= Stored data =
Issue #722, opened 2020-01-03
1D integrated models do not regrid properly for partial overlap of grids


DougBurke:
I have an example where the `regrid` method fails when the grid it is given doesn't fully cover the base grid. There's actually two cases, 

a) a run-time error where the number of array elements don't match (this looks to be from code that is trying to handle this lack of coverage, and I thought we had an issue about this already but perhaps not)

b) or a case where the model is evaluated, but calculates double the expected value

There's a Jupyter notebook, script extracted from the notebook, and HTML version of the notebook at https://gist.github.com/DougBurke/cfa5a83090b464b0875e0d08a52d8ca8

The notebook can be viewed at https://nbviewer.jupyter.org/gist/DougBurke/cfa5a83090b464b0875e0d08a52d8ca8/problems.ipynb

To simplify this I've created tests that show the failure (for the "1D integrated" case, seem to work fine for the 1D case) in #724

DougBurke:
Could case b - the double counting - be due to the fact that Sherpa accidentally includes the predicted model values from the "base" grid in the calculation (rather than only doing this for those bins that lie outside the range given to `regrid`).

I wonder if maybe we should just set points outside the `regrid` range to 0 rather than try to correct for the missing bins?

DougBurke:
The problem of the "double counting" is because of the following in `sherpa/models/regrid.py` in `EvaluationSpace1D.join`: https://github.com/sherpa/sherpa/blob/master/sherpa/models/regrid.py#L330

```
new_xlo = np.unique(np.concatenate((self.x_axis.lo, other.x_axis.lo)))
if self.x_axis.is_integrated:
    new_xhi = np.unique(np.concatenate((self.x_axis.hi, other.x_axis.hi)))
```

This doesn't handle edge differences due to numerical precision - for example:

= Task requirements =
Your reply should hold every line from the data that contains "self", copied in full.

= Solution for this problem =
new_xlo = np.unique(np.concatenate((self.x_axis.lo, other.x_axis.lo)))
if self.x_axis.is_integrated:
    new_xhi = np.unique(np.concatenate((self.x_axis.hi, other.x_axis.hi)))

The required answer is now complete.